PR #11196, opened 2025-03-28
fix(zigbee): memory leak issue with malloc

SuGlider:
## Description of Change
In ` libraries/Zigbee/src/ZigbeeEP.cpp` file, `void ZigbeeEP::zbReadBasicCluster(const esp_zb_zcl_attribute_t *attribute)` has a memory leak due to a `malloc()` with no `free()`.

The same is applied to `bool ZigbeeEP::setManufacturerAndModel(const char *name, const char *model)` with necessary NULL test of `basic_cluster`.

Changed code to use `std::vector<char>` whenever possible. 

## Tests scenarios
CI only.

## Related links
None

### DIFF
--- a/libraries/Zigbee/src/ZigbeeEP.cpp
+++ b/libraries/Zigbee/src/ZigbeeEP.cpp
@@ -40,8 +40,8 @@ bool ZigbeeEP::setManufacturerAndModel(const char *name, const char *model) {
   size_t name_length = strlen(name);
   size_t model_length = strlen(model);
   if (name_length > ZB_MAX_NAME_LENGTH || model_length > ZB_MAX_NAME_LENGTH) {
-      log_e("Manufacturer or model name is too long");
-      return false;
+    log_e("Manufacturer or model name is too long");
+    return false;
   }
   // Allocate a new array of size length + 2 (1 for the length, 1 for null terminator)
   std::vector<char> zb_name(name_length + 2);  // +2 for length byte and null terminator
--- a/libraries/Zigbee/src/ZigbeeEP.cpp
+++ b/libraries/Zigbee/src/ZigbeeEP.cpp
@@ -19,6 +19,9 @@ ZigbeeEP::ZigbeeEP(uint8_t endpoint) {
   _ep_config.endpoint = 0;
   _cluster_list = nullptr;
   _on_identify = nullptr;
+  _read_model = nullptr;          // Explicitly initialize here
+  _read_manufacturer = nullptr;   // Explicitly initialize here
+
   _time_status = 0;
   if (!lock) {
     lock = xSemaphoreCreateBinary();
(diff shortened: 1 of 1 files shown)


lucasssvaz (changes requested):
VLAs like `char zb_name[name_length + 2]` are considered Undefined Behavior in C++ (although GCC supports it as an extension).

Better just to add the missing `free` to avoid the memory leak.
----------
REQUIRED ACTION: Look through the material above and pick out each line holding the word "const".

TASK ANSWER:
In ` libraries/Zigbee/src/ZigbeeEP.cpp` file, `void ZigbeeEP::zbReadBasicCluster(const esp_zb_zcl_attribute_t *attribute)` has a memory leak due to a `malloc()` with no `free()`.
The same is applied to `bool ZigbeeEP::setManufacturerAndModel(const char *name, const char *model)` with necessary NULL test of `basic_cluster`.
@@ -40,8 +40,8 @@ bool ZigbeeEP::setManufacturerAndModel(const char *name, const char *model) {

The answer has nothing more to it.